Often in life we are faced with the need to assess the chances of an event occurring. Whether it is worth buying a lottery ticket or not, what will be the gender of the third child in the family, whether tomorrow the weather will be clear or it will rain again - there are countless such examples. In the simplest case, you should divide the number of favorable outcomes by the total number of events. If there are 10 winning tickets in the lottery, and there are 50 in total, then the chances of getting a prize are 10/50=0.2, that is, 20 against 100. But what if there are several events, and they are closely related? In this case, we will no longer be interested in simple, but in conditional probability. What this value is and how it can be calculated - this will be discussed in our article.
Concept
Conditional probability is the chance of a particular event occurring, given that another related event has already happened. Consider a simple example withtossing a coin. If there has not been a draw yet, then the chances of getting heads or tails will be the same. But if five times in a row the coin lay with the coat of arms up, then agree to expect the 6th, 7th, and even more so the 10th repetition of such an outcome would be illogical. With each repeated heading, the chances of tails appearing grow and sooner or later it will fall out.
Conditional probability formula
Let's now figure out how this value is calculated. Let us denote the first event as B, and the second as A. If the chances of occurrence of B are different from zero, then the following equality will be valid:
P (A|B)=P (AB) / P (B), where:
- P (A|B) – conditional probability of outcome A;
- P (AB) - the probability of joint occurrence of events A and B;
- P (B) – probability of event B.
Slightly transforming this ratio, we get P (AB)=P (A|B)P (B). And if we apply the method of induction, then we can derive the product formula and use it for an arbitrary number of events:
P (A1, A2, A3, …A p)=P (A1|A2…Ap )P(A2|A3…Ap)P (A 3|A4…Ap)… R (Ap-1 |Ap)R (Ap).
Practice
To make it easier to understand how the conditional probability of an event is calculated, let's look at a couple of examples. Suppose there is a vase containing 8 chocolates and 7 mints. They are the same size and random.two of them are pulled out in succession. What are the chances that both of them will be chocolate? Let us introduce notation. Let the result A mean that the first candy is chocolate, the result B is the second chocolate candy. Then you get the following:
P (A)=P (B)=8 / 15, P (A|B)=P (B|A)=7 / 14=1/2, P (AB)=8/15 x 1/2=4/15 ≈ 0, 27
Let's consider one more case. Suppose there is a family of two children and we know that at least one child is a girl.
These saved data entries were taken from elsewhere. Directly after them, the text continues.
PR #924, opened 2024-08-26
open-pain test fix

laemtl:
Remove a suspicious line as part of an investigation to fix a problematic test.

### DIFF
--- a/tests/test_minimal_tests.py
+++ b/tests/test_minimal_tests.py
@@ -35,7 +35,6 @@ def test_modify_single_project(pr_files):
     "pr_files",
     [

What is the conditional probability that these parents don't have boys yet? As in the previous case, we start with notation. Let P(B) be the probability that there is at least one girl in the family, P(A|B) be the probability that the second child is also a girl, P(AB) be the chances that there are two girls in the family. Now let's do the calculations. In total, there can be 4 different combinations of the sex of children, and in this case, only in one case (when there are two boys in the family), there will be no girl among the children. Therefore, the probability P (B)=3/4, and P (AB)=1/4. Then, following our formula, we get:
P (A|B)=1/4: 3/4=1/3.
The result can be interpreted as follows: if we did not know the gender of one of the children, then the chances of two girls would be 25 against 100. But since we know that one child is a girl, the probability that the family of boys no, increases to one-third.